Tutu lauds Allan Boesak for leaving politics to join 'God's party'



Munyaradzi Makoni
Cape Town (ENI). Archbishop Desmond Tutu has lauded the decision by anti-apartheid icon and former president of the World Alliance of Reformed Churches, the Rev. Allan Boesak to quit politics and join "God's party".

"I cannot say how thrilled I am that Allan has followed his path and agreed to serve the people through God, rather than through political parties," said Tutu, the former Anglican archbishop of Cape Town in a 3 November statement.

Tutu, a Nobel Peace Prize Laureate, said he had been nagging Boesak since the 1990s to heed the call of God, not as a politician but as a pastor with outstanding gifts of oratory. In the 1980s Tutu and Boesak were two of the most prominent church leaders fighting apartheid with their rousing sermons against injustice.

"Some may say that Allan, as a member of the human race, is not perfect. But few would argue that he is not perfectly equipped to inspire a new generation of active and involved citizens - as he did once before. Welcome back to God's party," said Archbishop Tutu.

In December Boesak had joined the Congress of the People party, known as Cope, consisting mainly of breakaways from South Africa's ruling African National Congress. At the time, Boesak said Cope must be the new vision for South Africans, to build a new home for all.

On resigning from Cope this week Boesak said, however, that the party had been characterised by faction fighting, strife, pitched battles for political supremacy and duplicity. The youth wing of Cope in turn said Boesak rarely attending party meetings or the Western Cape legislature, and he did not give 7 percent of his income to the party.

Boesak rose to prominence in the 1980s as a leader of the anti-apartheid United Democratic Front, which served as a front for the then banned ANC. He was for a time also the chairperson of the ANC in the Western Cape.

He served a jail term in 2000 after conviction for fraud and theft of donor funds, for which he maintains he was innocent and set up by the ANC. Boesak was readmitted to church ministry in 2005 after being pardoned by then president Thabo Mbeki.

"I had no desire to subject my family, myself or my calling to serve our people to these sorts of indignities and destructive politicking," Beosak said on 3 November.

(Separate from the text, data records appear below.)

PR #1919, opened 2021-04-09
Remove TODO from engine.py

radekosmulski:
I tested this - no change in GPU memory consumption regardless of whether the deleted line is uncommented or not.

When the batch is getting assigned to it lives in computer RAM, it only gets moved to `device` later. Meaning, the only memory that would be consumed here and not freed up would be computer RAM. From a design perspective, I am not sure that having `output.batch` set to None and having this additional line here would be worth it to collect whatever memory a single batch occupies.

But if that is something that would be believed to be worth it, I can run some tests to see what difference it makes wrt computer RAM consumption and report here.

### DIFF
--- a/ignite/engine/engine.py
+++ b/ignite/engine/engine.py
@@ -807,6 +807,7 @@ class Engine(Serializable):
                 )
 
             while True:
+                self.state.batch = self.state.output = None
                 try:
                     # Avoid Events.GET_BATCH_STARTED triggered twice when data iter is restarted
                     if self.last_event_name != Events.DATALOADER_STOP_ITERATION:
@@ -851,9 +852,6 @@ class Engine(Serializable):
                 self._fire_event(Events.ITERATION_STARTED)
                 self.state.output = self._process_function(self, self.state.batch)
                 self._fire_event(Events.ITERATION_COMPLETED)
-
-                # TODO: remove refs on batch to avoid high mem consumption ? -> need verification
-                # self.state.batch = None
 
                 if self.should_terminate or self.should_terminate_single_epoch:
                     self._fire_event(Events.TERMINATE_SINGLE_EPOCH, iter_counter=iter_counter)
--- a/tests/ignite/engine/test_engine.py
+++ b/tests/ignite/engine/test_engine.py
@@ -969,14 +969,26 @@ def test_batch_is_released_before_new_one_is_loaded_cuda():
 @pytest.mark.skipif(torch.cuda.device_count() < 1, reason="Skip if no GPU")
 def test_output_is_released_before_new_one_is_assigned_cuda():
     torch.cuda.empty_cache()
-    mem_consumption = []
 
-    def update_fn(engine, batch):
-        output = torch.rand(10).cuda()
-        mem_consumption.append(torch.cuda.memory_allocated())
-        return output
+    def _test():
+        mem_consumption = []
 
-    engine = Engine(update_fn)
-    engine.run([0, 1], max_epochs=2)
+        def update_fn(engine, batch):
+            mem_consumption.append(torch.cuda.memory_allocated())
+            output = torch.rand(10).cuda()
+            mem_consumption.append(torch.cuda.memory_allocated())
+            return output
 
-    assert mem_consumption[0] == mem_consumption[1]
+        engine = Engine(update_fn)
+        engine.run([0, 1], max_epochs=2)
+
+        return mem_consumption
+
+    mem_consumption1 = _test()
+    # mem_consumption ~ [0, 512, 0, 512, 0, 512, 0, 512]
+    assert len(set(mem_consumption1)) == 2
+
+    mem_consumption2 = _test()
+    assert len(set(mem_consumption2)) == 2
+
+    assert mem_consumption1 == mem_consumption2
--- a/tests/ignite/engine/test_engine.py
+++ b/tests/ignite/engine/test_engine.py
@@ -940,18 +940,30 @@ def test_is_done_with_max_iters():
 @pytest.mark.skipif(torch.cuda.device_count() < 1, reason="Skip if no GPU")
 def test_batch_is_released_before_new_one_is_loaded_cuda():
     torch.cuda.empty_cache()
-    mem_consumption = []
-
-    def dataloader():
-        for _ in range(2):
-            batch = torch.randn(10).cuda()
-            mem_consumption.append(torch.cuda.memory_allocated())
-            yield batch
 
     engine = Engine(lambda e, b: None)
-    engine.run(dataloader(), max_epochs=2)
 
-    assert mem_consumption[0] == mem_consumption[1]
+    def _test():
+        mem_consumption = []
+
+        def dataloader():
+            for _ in range(4):
+                mem_consumption.append(torch.cuda.memory_allocated())
+                batch = torch.randn(10).cuda()
+                mem_consumption.append(torch.cuda.memory_allocated())
+                yield batch
+
+        engine.run(dataloader(), max_epochs=2, epoch_length=2)
+        return mem_consumption
+
+    mem_consumption1 = _test()
+    # mem_consumption should look like [0, 512, 512, 512, 512, 512, 512, 512]
+    assert len(set(mem_consumption1[1:])) == 1
+
+    mem_consumption2 = _test()
+    assert len(set(mem_consumption2[1:])) == 1
+
+    assert mem_consumption1 == mem_consumption2
 
 
 @pytest.mark.skipif(torch.cuda.device_count() < 1, reason="Skip if no GPU")
--- a/tests/ignite/engine/test_engine.py
+++ b/tests/ignite/engine/test_engine.py
@@ -938,7 +938,7 @@ def test_is_done_with_max_iters():
 
 
 @pytest.mark.skipif(torch.cuda.device_count() < 1, reason="Skip if no GPU")
-def test_batch_is_released_before_new_one_is_loaded_cuda():
+def test_batch_is_released_before_new_one_is_loaded_on_cuda():
     torch.cuda.empty_cache()
 
     engine = Engine(lambda e, b: None)
--- a/tests/ignite/engine/test_engine.py
+++ b/tests/ignite/engine/test_engine.py
@@ -935,3 +935,36 @@ def test_is_done_with_max_iters():
 
     state = State(iteration=250, epoch=1, max_epochs=3, epoch_length=100, max_iters=250)
     assert Engine._is_done(state)
+
+
+@pytest.mark.skipif(torch.cuda.device_count() < 1, reason="Skip if no GPU")
+def test_batch_is_released_before_new_one_is_loaded_cuda():
+    torch.cuda.empty_cache()
+    mem_consumption = []
+
+    def dataloader():
+        for _ in range(2):
+            batch = torch.randn(10).cuda()
+            mem_consumption.append(torch.cuda.memory_allocated())
+            yield batch
+
+    engine = Engine(lambda e, b: None)
+    engine.run(dataloader(), max_epochs=2)
+
+    assert mem_consumption[0] == mem_consumption[1]
+
+
+@pytest.mark.skipif(torch.cuda.device_count() < 1, reason="Skip if no GPU")
+def test_output_is_released_before_new_one_is_assigned_cuda():
+    torch.cuda.empty_cache()
+    mem_consumption = []
+
+    def update_fn(engine, batch):
+        output = torch.rand(10).cuda()
+        mem_consumption.append(torch.cuda.memory_allocated())
+        return output
+
+    engine = Engine(update_fn)
+    engine.run([0, 1], max_epochs=2)
+
+    assert mem_consumption[0] == mem_consumption[1]
--- a/tests/ignite/engine/test_engine.py
+++ b/tests/ignite/engine/test_engine.py
@@ -967,7 +967,7 @@ def test_batch_is_released_before_new_one_is_loaded_on_cuda():
 
 
 @pytest.mark.skipif(torch.cuda.device_count() < 1, reason="Skip if no GPU")
-def test_output_is_released_before_new_one_is_assigned_cuda():
+def test_output_is_released_before_new_one_is_assigned_on_cuda():
     torch.cuda.empty_cache()
 
     def _test():


radekosmulski:
Ok, well, I was curious what difference it makes with regards to computer RAM :slightly_smiling_face: 

With a batch of 142 images at 128x128, trying to hold everything else constant, running this multiple times, got consistent results: with setting `state.batch` to `None` ~30 mb are freed after training.

Not sure this is worth the bother :slightly_smiling_face:

vfdev-5:
@radekosmulski thanks for the PR ! The context for this commented code is related to https://github.com/pytorch/ignite/pull/476

Maybe, it worth rerun the tests from the discussions and see if something should be done or we can remove this commented line.

radekosmulski:
@vfdev-5 thank you for pointing me to #476 :slightly_smiling_face:

I think those are two separate issues. In `_prepare_batch` the tensors get sent to the `device`, possibly the GPU, but they never get assigned back.

```Python
def convert_tensor(
    x: Union[torch.Tensor, collections.Sequence, collections.Mapping, str, bytes],
    non_blocking: bool = False,
) -> Union[torch.Tensor, collections.Sequence, collections.Mapping, str, bytes]:
    """Move tensors to relevant device.

    Args:
        x: input tensor or mapping, or sequence of tensors.
        device: device type to move ``x``.
        non_blocking: convert a CPU Tensor with pinned memory to a CUDA Tensor
            asynchronously with respect to the host if possible
    """

    def _func(tensor: torch.Tensor) -> torch.Tensor:
        return tensor.to(device=device, non_blocking=non_blocking) if device is not None else tensor

    return apply_to_tensor(x, _func)


def apply_to_tensor(
    x: Union[torch.Tensor, collections.Sequence, collections.Mapping, str, bytes], func: Callable
) -> Union[torch.Tensor, collections.Sequence, collections.Mapping, str, bytes]:
    """Apply a function on a tensor or mapping, or sequence of tensors.

    Args:
        x: input tensor or mapping, or sequence of tensors.
        func: the function to apply on ``x``.
    """
    return apply_to_type(x, torch.Tensor, func)


def apply_to_type(
    x: Union[Any, collections.Sequence, collections.Mapping, str, bytes],
    input_type: Union[Type, Tuple[Type[Any], Any]],
    func: Callable,
) -> Union[Any, collections.Sequence, collections.Mapping, str, bytes]:
    """Apply a function on an object of `input_type` or mapping, or sequence of objects of `input_type`.

    Args:
        x: object or mapping or sequence.
        input_type: data type of ``x``.
        func: the function to apply on ``x``.
    """
    if isinstance(x, input_type):
        return func(x)
    if isinstance(x, (str, bytes)):
        return x
    if isinstance(x, collections.Mapping):
        return cast(Callable, type(x))({k: apply_to_type(sample, input_type, func) for k, sample in x.items()})
    if isinstance(x, tuple) and hasattr(x, "_fields"):  # namedtuple
        return cast(Callable, type(x))(*(apply_to_type(sample, input_type, func) for sample in x))
    if isinstance(x, collections.Sequence):
        return cast(Callable, type(x))([apply_to_type(sample, input_type, func) for sample in x])
    raise TypeError((f"x must contain {input_type}, dicts or lists; found {type(x)}"))
```

The tensors inside `self.state.batch` of `Engine` live on the CPU and never get moved to the `device`, only computer RAM consumption is affected, so I am thinking we might be good here :slightly_smiling_face: 

I am not sure what we can do about #476 though. On one hand, this behavior might not be completely apparent to the user, that this is the result they'll get when they return from `process_function` something that is large and that lives on the GPU.

On the other hand, one should probably assume that assigning tensors that have not been moved onto the CPU might lead to trouble.

I'll think more on #476 but don't see a good solution for now :slightly_frowning_face:

vfdev-5:
@radekosmulski thanks for your analysis. For me they are a bit related as we try to control the lifespan of data input and output. I was thinking that input batch can/should live between events: GET_BATCH_COMPLETED -> ITERATION_COMPLETED. So, for example, a trainer terminated its run with `trainer.state.batch is not None` and `trainer.state.output is not None` can be a bit strange. We can understand that they are the remainings from the last iteration, however IMO it would be better to remove them. In the same I was thinking that `trainer.state.output` should live until ITERATION_COMPLETED and be set to None after that, same as for batch in the comment.

However, it is a bit complicated to measure the impact of such change as well...

radekosmulski:
@vfdev-5 I am very new to the codebase and I am not sure I understand all the ramifications of the change you propose, but my initial reaction is that I like it :slightly_smiling_face: 

I typed out a long response but I keep changing it as I keep thinking about all the plausible scenarios - I can definitely see how people might be relying on the current behavior. At the same time, I like the clarity your proposed solution would introduce. It seems very elegant that the reference to the batch and output should only be retained for as long as it is needed for its original purpose, that is to support the `process_function` and the events that can be reasonably fired on ITERATION_COMPLETED.

Really appreciate the discussion!

sdesrozis:
My bad !!! I deleted a comment 😥

sdesrozis:
Btw I would share my thoughts about this issue.

I think it misses policies to handle lifespan of data in scope. @vfdev-5 said (in the message I deleted...) that it was strange that some data (batch and output) still in state after a run but it could be the same for every data.

radekosmulski:
Great to talk about this! :slightly_smiling_face: 

Please take this with a grain of salt - I don't have a lot of experience with ignite, but I am not completely sure the policies are needed, whether the additional complexity and lines of code that this would introduce are worth it. If I understand this correctly, with the changes proposed by @vfdev-5, things would go like this:

* `state.output` and `state.batch` are cleared after ITERATION_COMPLETED fires
* metrics are retained - if someone references a tensor on the GPU in a metric that they implement, they will run into trouble regardless of whether they use `ignite` or pure `pytorch`, this behavior shouldn't catch anyone off guard
* in this scenario, if one needs to retain something from `output` or `batch`, they should implement a handler to do so and store whatever they'd like on `state`, but I am not sure there will be many use cases for this

(the above captures all possible scenarios AFAICT and is quite easy to communicate and conceptualize)

I am having a hard time imagining one would need to retain output or batch if they really embrace the events / handler paradigm, but I might be wrong on that one :slightly_smiling_face:

Anyhow - the policies also sound interesting (maybe they are a more elegant way of handling this, and having this explicitly described in code might not be a bad thing), happy to help out with this however I can, regardless of which path is chosen.

vfdev-5:
Thanks for your opinions @radekosmulski @sdesrozis ! Great to talk about these internals :)

> I am having a hard time imagining one would need to retain output or batch if they really embrace the events / handler paradigm, but I might be wrong on that one

I agree, but it can still happend. If we opt to clear output / batch each iteration we should clearly say about that in the docs. Personally, i used that side effect to perform some visualizations. For example like that:
```python
        tb_logger.attach(
            evaluator,
            log_handler=predictions_gt_images_handler(...),
            event_name=Events.COMPLETED,
        )
```
but the then changed to another way to do that: https://github.com/pytorch/ignite/blob/13a42b90589112e67bcc6e1780e7c826a5a34199/examples/references/segmentation/pascal_voc2012/main.py#L138-L144

radekosmulski:
@vfdev-5 - yes, no problem :slightly_smiling_face: I thought this reproducer [here](https://github.com/pytorch/ignite/pull/476#issuecomment-480175292) was very nice. Happy to investigate this further, but could you please tell me what are we looking for beyond what was already demonstrated there?

I pushed some new code - I am not sure if this is the behavior that we want? I realize that this is all very basic. Should we arrive at an understanding of what we want, could you please help me spec out what should be implemented? I might need a bit of direction on writing idiomatic Python and OOP design but really happy to receive feedback, understand the rationale behind the proper way to write this and submit as many revisions as needed :slightly_smiling_face: 

Of course, I understand we are not even at the point here where any code needs to be written as not sure we have established what the solution should be, but just thought I'd throw it out there :slightly_smiling_face:

vfdev-5:
@radekosmulski thanks for digging that ! 

I think we would like to address here two points:
1) improve `state.batch` and `state.output` lifespan = these storages should live for one iteration and should not leak beyond. -> we can simply put in the code `self.state.batch = self.state.output = None` after all handlers attached to ITERATION_COMPLETED.
2) lifespan control can probably bring a memory reduction for batch and output when using the engine. Yes, this code snippet can be extended and used to measure GPU memory, to 
We can also argue that user can provide batch on GPU as well, so GPU memory measurements could show that we do not over-consume GPU memory while properly controlling the lifespan of `state.batch` and `state.output`.

Regarding the code you proposed, at first let's do that without exposing public attributes as it will be a public API that could be difficult to change later. We can simply do what we would like to achieve without generalizing:
`self.state.batch = self.state.output = None`

After, we can also write a unit test to execute it on GPU to ensure the behaviour. In this case we have to remove `[skip ci]` and I'll have to import the PR into another branch to launch GPU tests...

radekosmulski:
Thank you @vfdev-5 for your comment and for explaining all of this to me, appreciate it! :slightly_smiling_face: Very happy to work on this - might take me a day or two before I can get this done.

radekosmulski:
> 2. lifespan control can probably bring a memory reduction for batch and output when using the engine. Yes, this code snippet can be extended and used to measure GPU memory.
>    **We can also argue that user can provide batch on GPU as well**, so GPU memory measurements could show that we do not over-consume GPU memory while properly controlling the lifespan of `state.batch` and `state.output`.

Well, not the greatest of wins, but similarly to how we demonstrated earlier that there exists over-consumption of GPU memory with `engine.state.batch` here we can show that a similar effect holds when a user is providing a batch on the GPU.

image

And with setting `engine.state.batch` to `None` at end of the epoch this issue is gone:

image

Will add the line for setting `state.batch` and `state.output` to `None` and write the test!

radekosmulski:
BTW with manually written training loops in `PyTorch` I don't think I have seen this addressed, variables hang around across iterations, which is really cool - using ignite one gets additional GPU memory for free :wink:

radekosmulski:
@vfdev-5 I added tests and implemented the functionality.

There are some failing tests but that is because they rely on the old behavior. Can fix them without issue but just would like to ask if the proposed way of implementing this is okay? I was thinking that it might be nice to give the user the ability to bypass this clean-up for troubleshooting or while working on an implementation (and this would also make it easy to fix tests).

On second thought, maybe this would be a nicer way of implementing this:
```
# in __init__
self._debug = False

# in _run_once_on_dataset
if not self._debug: self.state.batch = self.state.output = None
```

Would appreciate any feedback and suggestions :slightly_smiling_face: Thank you!

vfdev-5:
@radekosmulski thanks for pointing out this. I agree that giving users the possibility to change that would be nice.

I was also thinking if we could keep the last batch and output of the last iteration to keep previous behaviour and maybe do not break user's code which does the same as we are doing in our tests.

As for `self._debug`, a boolean like this one may handle that, but with another name as "debug" is not clear what it does.
Maybe, something like `Engine.clear_batch_output` ?

radekosmulski:
Thank you @vfdev-5! `Engine.clear_batch_output` is a much better name, will make the change.

With regards to keeping the last batch, I am not sure that this would be a good idea. If the last batch is kept, we would hit the same issue as we have now should the `Engine` be run twice. Also, for as long as the engine would hang around (maybe a user would like to run an evaluator or there are multiple train stages) the memory of the GPU will continue to be used up by the old batch and output.

vfdev-5:
> With regards to keeping the last batch, I am not sure that this would be a good idea. If the last batch is kept, we would hit the same issue as we have now should the Engine be run twice. Also, for as long as the engine would hang around (maybe a user would like to run an evaluator or there are multiple train stages) the memory of the GPU will continue to be used up by the old batch and output.

I agree. We can in addition clear `batch` and `output` on `Engine.run` method in the very begining. I am afraid of breaking user's code which can use batch/output outside the `Engine.run`. For example, let's imagine a situation where I'm looking for the batch or output that fill some condition and I call `Engine.terminate()` and thus I'd like to use those batch/output in the code after running the engine.

radekosmulski:
> > With regards to keeping the last batch, I am not sure that this would be a good idea. If the last batch is kept, we would hit the same issue as we have now should the Engine be run twice. Also, for as long as the engine would hang around (maybe a user would like to run an evaluator or there are multiple train stages) the memory of the GPU will continue to be used up by the old batch and output.
> 
> I agree. We can in addition clear `batch` and `output` on `Engine.run` method in the very begining. I am afraid of breaking user's code which can use batch/output outside the `Engine.run`. For example, let's imagine a situation where I'm looking for the batch or output that fill some condition and I call `Engine.terminate()` and thus I'd like to use those batch/output in the code after running the engine.

In this case, maybe the solution I propose now could work even nicer. Let me know please what you think.

ignite/engine/engine.py
```diff
@@ -807,6 +807,7 @@ def _run_once_on_dataset(self) -> float:
                 )
 
             while True:
+                self.state.batch = self.state.output = None
```
vfdev-5, line 810: Awesome! I was thinking about that and wanted to comment out about that and you just implemented it 👍 
Thanks !

tests/ignite/engine/test_engine.py
```diff
@@ -935,3 +935,36 @@ def test_is_done_with_max_iters():
...
+
+    def update_fn(engine, batch):
+        output = torch.rand(10).cuda()
+        mem_consumption.append(torch.cuda.memory_allocated())
+        return output
+
+    engine = Engine(update_fn)
+    engine.run([0, 1], max_epochs=2)
+
+    assert mem_consumption[0] == mem_consumption[1]
```
vfdev-5, line 970:
```suggestion
    torch.cuda.empty_cache()

    def _test():
        mem_consumption = []

        def update_fn(engine, batch):
            mem_consumption.append(torch.cuda.memory_allocated())
            output = torch.rand(10).cuda()
            mem_consumption.append(torch.cuda.memory_allocated())
            return output

        engine = Engine(update_fn)
        engine.run([0, 1], max_epochs=2)

        return mem_consumption

    mem_consumption1 = _test()
    # mem_consumption ~ [0, 512, 0, 512, 0, 512, 0, 512]
    assert len(set(mem_consumption1)) == 2

    mem_consumption2 = _test()
    assert len(set(mem_consumption2)) == 2

    assert mem_consumption1 == mem_consumption2
```

tests/ignite/engine/test_engine.py
```diff
@@ -935,3 +935,36 @@ def test_is_done_with_max_iters():
 
     state = State(iteration=250, epoch=1, max_epochs=3, epoch_length=100, max_iters=250)
     assert Engine._is_done(state)
+
+
+@pytest.mark.skipif(torch.cuda.device_count() < 1, reason="Skip if no GPU")
+def test_batch_is_released_before_new_one_is_loaded_cuda():
```
vfdev-5, line 941: We have a sort of rule to run non distributed tests on GPU, test should have `on_cuda` in the name (probably something to change as well)
```suggestion
def test_batch_is_released_before_new_one_is_loaded_on_cuda():
```

tests/ignite/engine/test_engine.py
```diff
@@ -935,3 +935,36 @@ def test_is_done_with_max_iters():
...
+            yield batch
+
+    engine = Engine(lambda e, b: None)
+    engine.run(dataloader(), max_epochs=2)
+
+    assert mem_consumption[0] == mem_consumption[1]
+
+
+@pytest.mark.skipif(torch.cuda.device_count() < 1, reason="Skip if no GPU")
+def test_output_is_released_before_new_one_is_assigned_cuda():
```
vfdev-5, line 958:
```suggestion
def test_output_is_released_before_new_one_is_assigned_on_cuda():
```

vfdev-5 (commented):
Thanks for the update @radekosmulski !
I proposed a change for tests and it is good to go.

tests/ignite/engine/test_engine.py
```diff
@@ -935,3 +935,36 @@ def test_is_done_with_max_iters():
...
+    def dataloader():
+        for _ in range(2):
+            batch = torch.randn(10).cuda()
+            mem_consumption.append(torch.cuda.memory_allocated())
+            yield batch
+
+    engine = Engine(lambda e, b: None)
+    engine.run(dataloader(), max_epochs=2)
+
+    assert mem_consumption[0] == mem_consumption[1]
```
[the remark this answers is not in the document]
radekosmulski: looks great! much clearer to read

sdesrozis:
Thank you guys for this very interesting discussion.

About implementation, why not use specific handlers for adding reset of batch and output rather than hard code it inside the engine ?

vfdev-5:
> Thank you guys for this very interesting discussion.
> 
> About implementation, why not use specific handlers for adding reset of batch and output rather than hard code it inside the engine ?

This question I was asking myself for previous hardcoded features and the explanation we found is about keeping engine empty of internal handlers as in case of 1) introspection by user , it is better to not expose internals 2) if user removes all attached handlers it will change the engine assumed behavior...

sdesrozis:
> 1) introspection by user , it is better to not expose internals

If it's well done, I don't see issue concerning introspection. If we talk about software engineering, it is better to provide reusable components IMO. Handlers seems a good option and it is a coherent, extensible way to do things.

> 2) if user removes all attached handlers it will change the engine assumed behavior...

It depends on what we want to provide for users. Here, it could be a feature : do exactly what you want. It makes a lot of sense for me to have a very generic engine concept, potentially very agnostic to the usage.

vfdev-5:
@sdesrozis yes, I think you are right about these points, we can think about that and implement it for other release with refactored engine. Please, open an issue about that. Thanks !

vfdev-5 (approved):
LGTM, thanks @radekosmulski !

Before joining Cope Boesak had lambasted the ANC saying the hopes and dreams of people had not been answered and their yearning for justice had not been fulfilled.

"We still don't have a unified country. Our ideals have been replaced by disillusionment," he said.

There was speculation in the South African media after he left his position in the new party that he would return to the ANC and he was seeking a meeting with South African President Jacob Zuma.

In a statement on 5 November Boesak said, however, "The contribution I hope to make will be from outside any party political structures, including those of the African National Congress."